• **TASK INPUTS**
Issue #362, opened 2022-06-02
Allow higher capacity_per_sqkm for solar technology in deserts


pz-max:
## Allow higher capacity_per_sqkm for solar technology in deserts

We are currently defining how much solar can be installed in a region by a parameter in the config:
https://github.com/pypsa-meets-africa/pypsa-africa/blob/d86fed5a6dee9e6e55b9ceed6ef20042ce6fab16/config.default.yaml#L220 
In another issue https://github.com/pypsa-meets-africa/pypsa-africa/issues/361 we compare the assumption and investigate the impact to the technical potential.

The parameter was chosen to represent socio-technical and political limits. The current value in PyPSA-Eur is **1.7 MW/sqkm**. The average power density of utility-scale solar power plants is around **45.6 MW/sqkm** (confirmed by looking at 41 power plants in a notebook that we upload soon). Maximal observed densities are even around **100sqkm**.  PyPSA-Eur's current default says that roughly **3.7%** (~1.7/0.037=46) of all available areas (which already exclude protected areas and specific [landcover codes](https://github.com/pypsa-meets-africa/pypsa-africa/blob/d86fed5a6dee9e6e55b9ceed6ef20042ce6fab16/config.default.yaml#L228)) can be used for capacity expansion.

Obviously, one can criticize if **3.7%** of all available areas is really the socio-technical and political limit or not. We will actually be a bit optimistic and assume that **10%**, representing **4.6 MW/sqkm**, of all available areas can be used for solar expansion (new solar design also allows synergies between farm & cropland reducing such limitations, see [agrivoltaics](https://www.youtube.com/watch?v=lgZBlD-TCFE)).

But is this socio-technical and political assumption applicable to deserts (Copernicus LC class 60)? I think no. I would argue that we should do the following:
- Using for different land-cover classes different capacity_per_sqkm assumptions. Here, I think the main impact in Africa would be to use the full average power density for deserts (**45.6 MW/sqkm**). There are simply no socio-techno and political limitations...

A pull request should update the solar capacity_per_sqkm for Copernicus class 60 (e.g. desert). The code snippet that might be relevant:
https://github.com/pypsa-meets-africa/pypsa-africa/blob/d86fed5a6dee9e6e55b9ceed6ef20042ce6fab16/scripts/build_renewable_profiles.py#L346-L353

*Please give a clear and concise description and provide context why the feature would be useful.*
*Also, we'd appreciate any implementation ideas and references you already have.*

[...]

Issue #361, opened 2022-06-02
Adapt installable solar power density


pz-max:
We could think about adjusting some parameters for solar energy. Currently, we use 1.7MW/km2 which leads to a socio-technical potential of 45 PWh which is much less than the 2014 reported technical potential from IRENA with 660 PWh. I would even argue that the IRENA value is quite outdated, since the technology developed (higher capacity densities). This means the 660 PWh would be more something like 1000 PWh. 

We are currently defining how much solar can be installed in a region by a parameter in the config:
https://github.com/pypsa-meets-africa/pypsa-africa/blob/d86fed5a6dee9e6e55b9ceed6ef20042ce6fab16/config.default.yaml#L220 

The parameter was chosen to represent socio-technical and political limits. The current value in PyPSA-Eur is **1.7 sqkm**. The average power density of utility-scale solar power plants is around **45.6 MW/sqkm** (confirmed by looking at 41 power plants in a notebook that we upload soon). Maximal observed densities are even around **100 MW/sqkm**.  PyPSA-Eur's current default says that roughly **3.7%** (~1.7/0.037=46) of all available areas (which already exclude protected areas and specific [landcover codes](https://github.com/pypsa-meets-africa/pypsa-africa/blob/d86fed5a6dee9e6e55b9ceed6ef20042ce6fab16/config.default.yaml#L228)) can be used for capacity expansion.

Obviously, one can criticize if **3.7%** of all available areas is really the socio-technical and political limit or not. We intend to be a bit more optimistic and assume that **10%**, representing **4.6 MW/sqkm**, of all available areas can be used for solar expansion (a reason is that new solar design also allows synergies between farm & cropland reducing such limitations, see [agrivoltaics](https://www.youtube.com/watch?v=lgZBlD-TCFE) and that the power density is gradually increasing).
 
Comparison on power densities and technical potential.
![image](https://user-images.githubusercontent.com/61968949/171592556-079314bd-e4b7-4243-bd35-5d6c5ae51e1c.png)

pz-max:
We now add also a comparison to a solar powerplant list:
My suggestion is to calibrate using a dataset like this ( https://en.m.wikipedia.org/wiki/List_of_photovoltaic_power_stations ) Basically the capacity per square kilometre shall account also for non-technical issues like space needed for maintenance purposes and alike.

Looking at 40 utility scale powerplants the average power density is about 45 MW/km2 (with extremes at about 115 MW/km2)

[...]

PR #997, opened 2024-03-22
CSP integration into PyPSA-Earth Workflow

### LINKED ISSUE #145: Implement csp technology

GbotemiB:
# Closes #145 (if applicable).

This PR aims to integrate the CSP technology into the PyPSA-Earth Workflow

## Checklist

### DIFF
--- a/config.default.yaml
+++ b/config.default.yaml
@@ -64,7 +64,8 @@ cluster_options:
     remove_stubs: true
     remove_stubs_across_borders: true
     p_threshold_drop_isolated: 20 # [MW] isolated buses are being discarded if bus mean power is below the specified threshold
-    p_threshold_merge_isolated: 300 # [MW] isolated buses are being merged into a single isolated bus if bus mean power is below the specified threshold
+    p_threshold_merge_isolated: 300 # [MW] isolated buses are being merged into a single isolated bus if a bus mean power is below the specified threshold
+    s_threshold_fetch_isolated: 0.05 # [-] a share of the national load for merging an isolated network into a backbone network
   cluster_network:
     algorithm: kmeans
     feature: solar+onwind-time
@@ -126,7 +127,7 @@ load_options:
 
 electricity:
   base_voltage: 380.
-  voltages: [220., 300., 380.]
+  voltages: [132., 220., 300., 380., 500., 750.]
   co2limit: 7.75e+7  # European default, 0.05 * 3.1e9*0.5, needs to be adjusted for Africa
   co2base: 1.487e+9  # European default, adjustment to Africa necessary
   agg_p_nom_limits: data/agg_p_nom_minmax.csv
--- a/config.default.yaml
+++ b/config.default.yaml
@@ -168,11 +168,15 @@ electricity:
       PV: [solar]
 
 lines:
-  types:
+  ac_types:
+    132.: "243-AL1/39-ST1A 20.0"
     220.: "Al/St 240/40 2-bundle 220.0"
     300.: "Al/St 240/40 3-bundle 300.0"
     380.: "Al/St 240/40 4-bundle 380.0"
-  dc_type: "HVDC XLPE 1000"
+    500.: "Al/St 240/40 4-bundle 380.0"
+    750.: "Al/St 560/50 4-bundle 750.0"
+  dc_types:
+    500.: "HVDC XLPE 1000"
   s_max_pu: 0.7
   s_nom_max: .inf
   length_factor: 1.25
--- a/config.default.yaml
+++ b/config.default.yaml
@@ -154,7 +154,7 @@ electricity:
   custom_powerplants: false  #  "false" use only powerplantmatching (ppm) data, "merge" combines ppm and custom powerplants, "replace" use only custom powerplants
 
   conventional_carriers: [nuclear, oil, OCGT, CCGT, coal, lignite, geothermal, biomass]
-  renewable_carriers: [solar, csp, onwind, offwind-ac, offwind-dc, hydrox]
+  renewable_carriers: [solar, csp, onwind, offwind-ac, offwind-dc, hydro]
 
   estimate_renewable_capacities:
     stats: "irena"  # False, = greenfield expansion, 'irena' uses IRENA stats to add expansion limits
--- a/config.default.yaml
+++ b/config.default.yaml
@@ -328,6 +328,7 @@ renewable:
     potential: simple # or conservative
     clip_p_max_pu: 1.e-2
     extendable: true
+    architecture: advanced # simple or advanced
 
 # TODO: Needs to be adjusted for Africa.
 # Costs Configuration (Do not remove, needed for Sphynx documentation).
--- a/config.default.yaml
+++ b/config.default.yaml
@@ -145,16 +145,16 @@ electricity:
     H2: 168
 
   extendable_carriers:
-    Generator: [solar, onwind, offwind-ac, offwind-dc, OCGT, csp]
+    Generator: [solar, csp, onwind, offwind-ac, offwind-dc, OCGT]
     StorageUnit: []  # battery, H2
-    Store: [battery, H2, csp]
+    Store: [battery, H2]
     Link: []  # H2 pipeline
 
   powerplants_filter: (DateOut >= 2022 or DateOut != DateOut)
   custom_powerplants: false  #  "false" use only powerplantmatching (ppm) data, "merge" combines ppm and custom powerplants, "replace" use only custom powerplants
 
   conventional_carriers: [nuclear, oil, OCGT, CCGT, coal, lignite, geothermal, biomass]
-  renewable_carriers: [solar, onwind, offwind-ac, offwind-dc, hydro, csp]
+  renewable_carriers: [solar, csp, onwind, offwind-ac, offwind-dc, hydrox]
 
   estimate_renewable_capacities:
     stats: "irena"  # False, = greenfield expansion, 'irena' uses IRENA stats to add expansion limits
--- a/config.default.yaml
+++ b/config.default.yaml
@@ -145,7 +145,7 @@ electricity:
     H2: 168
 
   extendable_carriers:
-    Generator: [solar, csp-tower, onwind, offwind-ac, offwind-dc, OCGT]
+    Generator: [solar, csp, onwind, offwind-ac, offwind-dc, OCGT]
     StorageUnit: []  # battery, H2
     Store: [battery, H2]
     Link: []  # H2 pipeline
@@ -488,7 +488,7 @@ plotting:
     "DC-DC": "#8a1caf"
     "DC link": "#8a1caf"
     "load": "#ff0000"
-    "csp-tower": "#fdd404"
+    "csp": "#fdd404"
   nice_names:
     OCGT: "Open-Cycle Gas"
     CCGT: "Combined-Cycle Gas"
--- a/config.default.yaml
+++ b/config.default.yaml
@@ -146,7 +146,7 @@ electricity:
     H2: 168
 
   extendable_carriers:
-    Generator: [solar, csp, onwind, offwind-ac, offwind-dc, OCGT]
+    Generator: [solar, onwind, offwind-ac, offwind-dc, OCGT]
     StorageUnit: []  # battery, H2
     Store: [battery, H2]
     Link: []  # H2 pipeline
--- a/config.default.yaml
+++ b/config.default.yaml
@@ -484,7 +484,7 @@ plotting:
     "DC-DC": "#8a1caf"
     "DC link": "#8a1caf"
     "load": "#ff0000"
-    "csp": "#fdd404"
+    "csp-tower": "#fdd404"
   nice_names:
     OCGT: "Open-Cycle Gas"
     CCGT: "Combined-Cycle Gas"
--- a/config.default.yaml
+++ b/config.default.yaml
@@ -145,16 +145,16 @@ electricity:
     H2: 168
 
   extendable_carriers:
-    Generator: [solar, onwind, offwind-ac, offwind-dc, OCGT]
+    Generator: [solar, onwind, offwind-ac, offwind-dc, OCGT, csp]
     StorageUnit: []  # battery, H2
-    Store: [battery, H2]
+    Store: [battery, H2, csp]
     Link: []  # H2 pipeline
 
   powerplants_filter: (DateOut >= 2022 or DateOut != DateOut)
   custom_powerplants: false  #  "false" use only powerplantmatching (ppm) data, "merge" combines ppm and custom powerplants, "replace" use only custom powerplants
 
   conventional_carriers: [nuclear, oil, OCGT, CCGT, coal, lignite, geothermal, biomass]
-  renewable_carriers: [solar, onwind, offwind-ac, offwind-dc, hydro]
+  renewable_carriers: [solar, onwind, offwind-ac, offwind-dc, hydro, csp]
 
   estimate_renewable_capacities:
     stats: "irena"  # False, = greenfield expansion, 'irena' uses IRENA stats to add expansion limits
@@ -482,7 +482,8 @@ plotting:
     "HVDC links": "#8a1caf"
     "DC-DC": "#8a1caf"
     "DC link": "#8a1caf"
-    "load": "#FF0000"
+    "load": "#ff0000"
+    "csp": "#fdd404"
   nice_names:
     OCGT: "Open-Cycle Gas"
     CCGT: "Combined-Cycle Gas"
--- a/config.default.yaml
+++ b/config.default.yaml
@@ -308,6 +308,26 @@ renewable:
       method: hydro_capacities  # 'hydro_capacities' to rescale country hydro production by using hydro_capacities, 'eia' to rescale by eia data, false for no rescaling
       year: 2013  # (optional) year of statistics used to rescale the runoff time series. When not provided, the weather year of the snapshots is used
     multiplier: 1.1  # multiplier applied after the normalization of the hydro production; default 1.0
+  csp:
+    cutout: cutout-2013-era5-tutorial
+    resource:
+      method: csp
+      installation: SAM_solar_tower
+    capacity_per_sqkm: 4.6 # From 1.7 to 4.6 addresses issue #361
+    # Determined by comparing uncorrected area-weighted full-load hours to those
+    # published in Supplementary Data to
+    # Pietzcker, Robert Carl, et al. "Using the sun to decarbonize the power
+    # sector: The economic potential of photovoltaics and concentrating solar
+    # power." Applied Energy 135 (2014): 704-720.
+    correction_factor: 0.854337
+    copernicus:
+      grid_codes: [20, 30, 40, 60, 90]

• **AIM OF THE TASK**
Looking at the data above, show all lines where the word "production" occurs.

• **FINISHED EXERCISE**
       method: hydro_capacities  # 'hydro_capacities' to rescale country hydro production by using hydro_capacities, 'eia' to rescale by eia data, false for no rescaling
     multiplier: 1.1  # multiplier applied after the normalization of the hydro production; default 1.0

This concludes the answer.